Are banks helping or hurting the economy? by Aniebo Nwamu
For one or two years now, the Central Bank of Nigeria’s Monetary Policy Committee has retained the monetary policy rate (MPR) at 14%. The MPR is just a peg, the lowest interest rate a bank in Nigeria may charge its customer. Of course that applies between banks. When an “ordinary” bank customer approaches a commercial bank for a loan, the story is always different. They get nothing below 25%, but it could be as high as 35% for some customers.
We’re still not ready to encourage entrepreneurship in Nigeria, and it’s the reason bad debts will never evaporate from the banks. Were Steve Jobs or Mark Zuckerberg Nigerians, they would never have set up their companies. They would have died of frustration like 35-year-old Dr Allwell Orji who committed suicide in Lagos last Sunday.
Many banks are hurting rather than helping the nation’s economy. As someone stated during a radio programme Saturday morning, many bank customers have lost more money to their banks than to armed robbers. He was referring to the excess charges recovered from the banks through the efforts of his group. Ever ready to collect deposits they could do business with – and impose charges as they wish – Nigerian banks seldom give money to struggling entrepreneurs.
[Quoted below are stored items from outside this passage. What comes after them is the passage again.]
PR #12, opened 2020-02-14
Auto update packages

icemac:


icemac:
I have to merge this immediately because the TravisCI import feature does not seem to support to define a branch to look for the base file for import.

dataflake:
I have a few more suggestions for `.gitignore`:

These are created when you set up your buildout with `python3 -mvenv` and run builds:

- pyvenv.cfg
- /lib64

These seem to be created on macOS every time I build something with a virtual environment:

- *.profraw

icemac:
See https://github.com/zopefoundation/zLOG/pull/4 for an example PR created by the script.

config/pure-python-without-pypy/tox.ini
```diff
@@ -0,0 +1,40 @@
...
+[testenv:coverage]
+basepython = python3
+deps =
+    coverage
+commands =
+    coverage run -m zope.testrunner --test-path=src []
+    coverage html
+    coverage report
+
+[coverage:run]
```
dataflake: Does this coverage configuration get picked up? I would expect that to be in setup.cfg. If it gets read from here that's fine, I am just wondering.

icemac: Yes, it should according to https://coverage.readthedocs.io/en/v4.5.x/config.html#configuration-files (last paragraph of first section).

config/pure-python-without-pypy/gitignore
```diff
@@ -0,0 +1,14 @@
+*.egg-info
+*.pyc
+*.pyo
```
mgedmin: I suggest also adding `__pycache__/`, although the above rules would probably pick everything under it anyway.

config/pure-python-without-pypy/gitignore
```diff
@@ -0,0 +1,14 @@
...
+.installed.cfg
+.mr.developer.cfg
+.tox/
+bin/
+coverage.xml
+develop-eggs/
+dist/
+htmlcov/
+lib/
+parts/
```
mgedmin: What about `build/`?  And `eggs/`?

config/pure-python-without-pypy/gitignore
icemac: I think `__pycache__` is Python 3 only.

config/pure-python-without-pypy/gitignore
icemac: I'm going to remove `build/` as I do not know where it is needed.
`eggs/` is the default place where eggs are stored by buildout if not using a global eggs directory.

icemac: Sorry, not read correctly. I am going to add `eggs/` but what is `build/` for?

iham: build is created when using zestreleaser or such

dataflake: I think it's created when you build an egg in some situations, like a binary compile?

dataflake: It seems to be created when you run bdist_wheel

iham: most importantly: you can add build/ to gitignores ;) you'll never want it to be added or checked in

icemac: Okay, I am going to add `build/`, too.

PR #25, opened 2020-05-14
Add cli option to prevent direct vcs push.

sallner:
This help during development, debugging and in case of non-trivial changes.

### DIFF
--- a/config/config-package.py
+++ b/config/config-package.py
@@ -25,6 +25,11 @@ parser = argparse.ArgumentParser(
     description='Use configuration for a package.')
 parser.add_argument(
     'path', type=str, help='path to the repository to be configured')
+parser.add_argument(
+    '--no-push',
+    dest='no_push',
+    action='store_true',
+    help='Prevent direct push.')
 parser.add_argument('type', choices=['pure-python',
                                      'pure-python-without-pypy'],
                     help='type of the config to be used, see README.rst')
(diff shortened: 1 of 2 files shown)


jugmac00:
I am not sure whether this should be a command line argument or the default - I have to use the tool myself for some projects.

But now it is merged anyway :-D

sallner:
As the api is not stable yet, this can always be changed. But you might be right.

config/config-package.py
```diff
@@ -78,7 +83,8 @@ def call(*args, capture_output=False):
          'setup.cfg', 'tox.ini', '.gitignore', '.travis.yml', 'MANIFEST.in',
          '.editorconfig')
     call('git', 'ci', '-m', f'Configuring for {config_type}')
```
mgedmin, line 85: So, uh, not related to this PR/commit, but `git ci` is not recognized by git, unless you have an alias in your ~/.gitconfig.  It would be better to use `git commit`.

jugmac00: Good catch!

icemac: Thank you, fixed in 1f7a4a2

jugmac00:
After using the tool once, I really like the tool, but I really dislike the auto-commit and push, as I had to fix stuff afterwards. Just a random internet's guy opinion. Good, you can prevent it.

dataflake:
Another random opinion: I personally **HATE** when a tool makes changes and then commits/pushes immediately. I want changes to be made and then I want to eyeball them before going any further.

mgedmin:
zest.releaser is a tool I trust because

- it shows me the diffs of all the changes it makes and asks for confirmation before committing
- it also asks for confirmation before pushing

OTOH this tool pushes to a branch for a pull request, where I can git commit --amend and git push --force-with-lease to my heart's content, so it's not as bad as it could be.

PR #27, opened 2020-05-14
Fix differences between the two configurations

mgedmin:
I don't see why "without-pypy" implies it won't have Sphinx
documentation, or why the "with-pypy" config is not capable of enforcing
coverage thresholds.  Or why .meta.cfg files should not be ignored by
check-manifest in "with-pypy" configs.

These seem like accidental differences introduced by changing one or the
other config while forgetting the other one exists.

I also snuck in a .gitignore for .coverage.*, because people (and
projects) sometimes use coverage in parallel mode.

Other “entrepreneurs” understand the game very well, however. They know that the best way to rob a bank is to set up one. As in the era of “wonder banks” and finance houses, the tested path is to set up a bank, carefully collect the deposits of millions of customers, give loans to yourselves (the directors) and then allow the bank to collapse. Several crooks of the 1990s turned billionaires that way. They fled the country and awaited a change of government, a change in policy or a change of the regulators. Then, they quietly re-entered the country and set up new businesses.
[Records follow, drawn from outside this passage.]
PR #35, opened 2020-09-18
Add support for packages using multi processes in tests like buildout recipes.

icemac:
See zopefoundation/z3c.recipe.tag#8 which was created using this template.

zc.buildout expects an explicit `.coveragerc` so we cannot put the coverage configuration into `tox.ini`.

### DIFF
--- a/config/default/setup.cfg
+++ b/config/default/setup.cfg
@@ -3,6 +3,8 @@ universal = 1
 
 [flake8]
 doctests = 1
+# provided to doctests by buildoutSetUp()
+builtins = write, system, cat, join
 
 [check-manifest]
 ignore =
--- a/config/pure-python-with-multiprocess/packages.txt
+++ b/config/pure-python-with-multiprocess/packages.txt
@@ -1,10 +1,4 @@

Those who set up businesses could even be forgiven; at least, they employ many people and therefore help to put food on the table. The actual buccaneers simply enjoy their loot in foreign countries. Some pretend to work by importing useless items into the country. Lazier ones are into organised crimes: armed robbery, piracy, oil theft, 419, gunrunning, drug trafficking.
When the CBN was forced to start publishing the names of bad debtors, that is, non-performing loans, five years ago, we thought that the policy of “naming and shaming” them would be sustained. Early in 2015, some more were named in published advertisements, even as the apex bank kept warning chronically indebted individuals and companies to pay up or be shamed. Not much has been heard since then. Does it mean the N14trillion said to be trapped in the banks then has been paid up? No. It’s simply that the debtors, the banks and the regulators have found fresh friendship.
Nevertheless, that publication was instructive. It revealed that many rich people were actually chronic borrowers, and that banks were the main accomplices of economic saboteurs. One man owed different banks more than N200billion!
Behind every source of wealth is a crime, we are told. And so we used to limit the sources of wealth in Nigeria to politics, 419 and drug peddling.
Is taking loans from banks a crime? Not really. In fact, it takes more than honesty to qualify for a bank loan: you must be aged 85 years and accompanied by both parents! You have to show that you are already rich (and therefore don’t need the loan) by providing collateral worth three times the loan you seek.
Nigerian banks know that there is no business at the moment that can return 20% profit to its owners. That’s why they fund mainly imports, especially petroleum products.. Often, they import fuel or other fast-selling products themselves.
Even when you have a bright idea, the bankers could steal the information from you and fund the project for someone else. If you are lucky to get a loan, the bank ensures you work for it for the rest of your life – your profit or salary will be just enough to service the loan.
The banks are sustained by illegal transactions like imposition of excess charges on customers’ deposits, and round-tripping. The latter is a process of buying foreign exchange from the CBN under the pretext of importing items but returning the dollars, euros and pounds to bureaux de change and currency hawkers. I have severally advocated the scrapping of CBN’s weekly forex sales to banks, if for six months.
I borrowed two of my life-guiding philosophies from Shakespeare: Neither a lender nor a borrower be. Never envy any man until he has lived and died.
Though it’s near-impossible to take the former advice, it pays to do so. When someone tells you to lend him money, he wants you to give him money but is only trying to redeem his ego. It’s better to give him a fraction of what he seeks, as a grant and not a loan.
The second Shakespearean advice is also meant for honest Nigerians: Do not envy those who flaunt riches, who boast, who maintain luxurious lifestyles. As the debtors’ lists published in the past have shown, most of them live on borrowed funds.
It’s ironical that many Nigerian banks declare huge profits even in times of recession. They will continue to reap profits for as long as governments encourage corruption or leave loopholes unplugged.
The best indicator of a healthy economy, however, is the state of the real (manufacturing) sector. The economy will begin to recover when ingenious Nigerians begin to receive loans from banks easily and at low interest rates – not more than 3%. Such loans may not go bad if there’s regular supply of electricity.